PROVIDED RECORDS:
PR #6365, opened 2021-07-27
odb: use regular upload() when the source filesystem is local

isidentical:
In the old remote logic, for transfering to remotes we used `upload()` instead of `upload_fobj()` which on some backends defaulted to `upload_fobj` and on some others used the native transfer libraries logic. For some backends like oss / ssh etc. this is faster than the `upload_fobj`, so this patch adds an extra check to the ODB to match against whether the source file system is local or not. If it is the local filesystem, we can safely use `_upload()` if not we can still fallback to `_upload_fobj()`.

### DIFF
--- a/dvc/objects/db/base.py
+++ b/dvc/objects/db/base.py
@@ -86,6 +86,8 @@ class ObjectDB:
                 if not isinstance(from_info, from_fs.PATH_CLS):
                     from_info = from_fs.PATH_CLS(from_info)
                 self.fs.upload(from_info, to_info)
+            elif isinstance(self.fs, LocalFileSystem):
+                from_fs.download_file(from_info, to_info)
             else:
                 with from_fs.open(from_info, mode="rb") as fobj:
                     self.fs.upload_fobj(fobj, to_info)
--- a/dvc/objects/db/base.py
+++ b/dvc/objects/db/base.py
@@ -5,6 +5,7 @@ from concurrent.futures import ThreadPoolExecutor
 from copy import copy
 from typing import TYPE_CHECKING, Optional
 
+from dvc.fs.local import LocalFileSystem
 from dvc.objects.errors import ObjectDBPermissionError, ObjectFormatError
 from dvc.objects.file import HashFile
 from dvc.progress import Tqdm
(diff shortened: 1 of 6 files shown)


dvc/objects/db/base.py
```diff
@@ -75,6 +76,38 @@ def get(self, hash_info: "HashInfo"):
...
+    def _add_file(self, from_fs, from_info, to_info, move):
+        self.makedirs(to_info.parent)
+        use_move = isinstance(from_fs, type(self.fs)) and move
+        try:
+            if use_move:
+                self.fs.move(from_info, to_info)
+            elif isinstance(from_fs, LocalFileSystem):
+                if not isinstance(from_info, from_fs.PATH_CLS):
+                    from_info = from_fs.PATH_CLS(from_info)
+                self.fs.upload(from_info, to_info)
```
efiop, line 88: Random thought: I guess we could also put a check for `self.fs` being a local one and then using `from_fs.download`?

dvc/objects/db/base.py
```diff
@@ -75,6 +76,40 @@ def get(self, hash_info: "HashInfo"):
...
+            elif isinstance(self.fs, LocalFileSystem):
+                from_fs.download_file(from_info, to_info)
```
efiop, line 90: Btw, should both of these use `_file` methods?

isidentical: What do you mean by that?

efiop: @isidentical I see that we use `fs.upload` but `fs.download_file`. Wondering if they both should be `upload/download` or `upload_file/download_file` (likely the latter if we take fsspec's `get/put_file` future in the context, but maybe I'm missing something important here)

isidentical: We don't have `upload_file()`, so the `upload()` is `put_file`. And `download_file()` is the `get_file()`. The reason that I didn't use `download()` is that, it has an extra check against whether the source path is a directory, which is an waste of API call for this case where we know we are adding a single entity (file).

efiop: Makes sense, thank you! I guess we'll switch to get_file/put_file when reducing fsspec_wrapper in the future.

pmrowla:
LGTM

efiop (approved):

WHAT IS EXPECTED:
Reproduce the listing above character for character.

EXERCISE SOLUTION:
PR #6365, opened 2021-07-27
odb: use regular upload() when the source filesystem is local

isidentical:
In the old remote logic, for transfering to remotes we used `upload()` instead of `upload_fobj()` which on some backends defaulted to `upload_fobj` and on some others used the native transfer libraries logic. For some backends like oss / ssh etc. this is faster than the `upload_fobj`, so this patch adds an extra check to the ODB to match against whether the source file system is local or not. If it is the local filesystem, we can safely use `_upload()` if not we can still fallback to `_upload_fobj()`.

### DIFF
--- a/dvc/objects/db/base.py
+++ b/dvc/objects/db/base.py
@@ -86,6 +86,8 @@ class ObjectDB:
                 if not isinstance(from_info, from_fs.PATH_CLS):
                     from_info = from_fs.PATH_CLS(from_info)
                 self.fs.upload(from_info, to_info)
+            elif isinstance(self.fs, LocalFileSystem):
+                from_fs.download_file(from_info, to_info)
             else:
                 with from_fs.open(from_info, mode="rb") as fobj:
                     self.fs.upload_fobj(fobj, to_info)
--- a/dvc/objects/db/base.py
+++ b/dvc/objects/db/base.py
@@ -5,6 +5,7 @@ from concurrent.futures import ThreadPoolExecutor
 from copy import copy
 from typing import TYPE_CHECKING, Optional
 
+from dvc.fs.local import LocalFileSystem
 from dvc.objects.errors import ObjectDBPermissionError, ObjectFormatError
 from dvc.objects.file import HashFile
 from dvc.progress import Tqdm
(diff shortened: 1 of 6 files shown)


dvc/objects/db/base.py
```diff
@@ -75,6 +76,38 @@ def get(self, hash_info: "HashInfo"):
...
+    def _add_file(self, from_fs, from_info, to_info, move):
+        self.makedirs(to_info.parent)
+        use_move = isinstance(from_fs, type(self.fs)) and move
+        try:
+            if use_move:
+                self.fs.move(from_info, to_info)
+            elif isinstance(from_fs, LocalFileSystem):
+                if not isinstance(from_info, from_fs.PATH_CLS):
+                    from_info = from_fs.PATH_CLS(from_info)
+                self.fs.upload(from_info, to_info)
```
efiop, line 88: Random thought: I guess we could also put a check for `self.fs` being a local one and then using `from_fs.download`?

dvc/objects/db/base.py
```diff
@@ -75,6 +76,40 @@ def get(self, hash_info: "HashInfo"):
...
+            elif isinstance(self.fs, LocalFileSystem):
+                from_fs.download_file(from_info, to_info)
```
efiop, line 90: Btw, should both of these use `_file` methods?

isidentical: What do you mean by that?

efiop: @isidentical I see that we use `fs.upload` but `fs.download_file`. Wondering if they both should be `upload/download` or `upload_file/download_file` (likely the latter if we take fsspec's `get/put_file` future in the context, but maybe I'm missing something important here)

isidentical: We don't have `upload_file()`, so the `upload()` is `put_file`. And `download_file()` is the `get_file()`. The reason that I didn't use `download()` is that, it has an extra check against whether the source path is a directory, which is an waste of API call for this case where we know we are adding a single entity (file).

efiop: Makes sense, thank you! I guess we'll switch to get_file/put_file when reducing fsspec_wrapper in the future.

pmrowla:
LGTM

efiop (approved):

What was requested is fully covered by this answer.